Following his televised address on 8 October, Sébastien Lecornu has formally submitted his resignation and is now acting in a caretaker capacity. The Élysée has confirmed that President Macron will appoint a new Prime Minister within 48 hours, likely before the weekend.
Speculation continues around possible successors, though several leading political figures, including Jean-Louis Borloo, have publicly denied contact with the presidency. The next Prime Minister will inherit the urgent task of finalising and defending the 2026 budget, expected to be presented to Parliament on Monday.
Lecornu reiterated last night that he will not return to Matignon, emphasising that a workable majority still exists to prevent dissolution. He confirmed a fiscal deficit target revised to 4.7-5.0 % of GDP, signaling moderate flexibility to secure parliamentary approval.
The President’s immediate priority is to secure a government capable of passing the 2026 budget. A “non-censure agreement”, allowing the Assembly to adopt the budget without triggering a vote of no confidence, now appears the most plausible path to short-term stability.
If consensus proves impossible, Macron still holds the option of dissolving the National Assembly, though it remains politically risky and widely opposed within Parliament, especially among his own supporters and one part of the left coalition. The only ones to call for a dissolution are the extreme right and left deputies.

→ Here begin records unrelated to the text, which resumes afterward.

PR #371, opened 2026-01-07
chore: clean remaining pmtiles files

maudetes:
We were not cleaning pmtile files properly after upload to minio.

Additionally, tippecanoe was returning an exit code 104 if the output file was already existing, making the conversion fail.
We've added the [`--force` parameter](https://github.com/mapbox/tippecanoe?tab=readme-ov-file#output-tileset) to make sure it doesn't fail even if the ouptut file already exists.

## Next steps:
* remove existing pmtiles leftover on dev, demo & prod servers
* deploy hydra
* re-run geojson to pmtiles for resources with an error 104 on conversion


Pierlou (approved):
Thanks 🙏 🧹

PR #378, opened 2026-01-19
perf: use Python 3.14

bolinocroustibat:
Upgrading from Python 3.11 to 3.14 for performance gains on our pure-Python workloads.

## Benchmark results (circleci, same runner, 4 runs for Python 3.14)

| Test | 3.11 mean | 3.14 mean | Speedup |
|------|-----------|-----------|---------|
| CSV analysis | 50.5s | 29.2s | **1.73× (+42%)** |
| CSV → GeoJSON | 299.9s | 227.2s | **1.32× (+24%)** |
| PMTiles (tippecanoe, C++) | 212.5s | 207.8s | ~1× (expected) |

Results from the [benchmarks branch](https://github.com/datagouv/hydra/blob/benchmarks/.benchmarks/benchmarks.csv). The PMTiles test acts as a negative control (C++ tool, unaffected by Python version), confirming the CSV gains might be real.

The 4 Python 3.14 runs are consistent: 28.41s, 29.23s, 28.49s, 30.51s (standard deviation of 0.97s).

A single 3.13 run on a different runner showed no improvement over 3.11 — not conclusive given the different setup, but it hints the gains may be specific to 3.14 which is consistent with what we can read on [some performance reports](https://www.phoronix.com/review/python-314-benchmarks/2).

The speedup could come from Python 3.14's interpreter improvements, which benefit `csv-detective` and `dateparser` (pure-Python workloads)?


Pierlou (approved):
Well that was an easy review, thanks for the upgrade! We can try this on dev/demo ⚡

pyproject.toml
```diff
@@ -29,7 +29,7 @@ dependencies = [
     "tippecanoe>=2.72.0",
     "typer>=0.15.1",
 ]
-requires-python = ">=3.11,<3.14"
+requires-python = ">=3.11,<3.15"
```
Pierlou, line 32: Should we upgrade the oldest supported version too? (depending on how the change in `conftest.py` is backwards-compatible)

bolinocroustibat: It is compatible with 3.11!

Economic and business implications
The political uncertainty that has persisted since July, marked by the failed pension conclave, the announcement of €44 billion in savings in the 2025 budget, and the resignation of the Prime Minister, is already weighing on the French economy. Growth expectations have fallen from 1% to 0.8%, and many firms have begun to freeze investments and recruitment in anticipation of further instability.
Should a non-censure agreement permit the 2026 budget to pass, markets would likely experience a brief easing, driven by relief that the institutional crisis is receding. Yet the price of stability will be heavy: the likely suspension of the pension reform, higher corporate and high-income taxation, and slower reduction of public expenditure.
Such measures would avert immediate paralysis, but at the expense of delaying France’s longer-term fiscal and structural recovery. Bond yields, investor sentiment, and the euro’s trajectory will continue to respond sharply to signals from Paris in the coming days.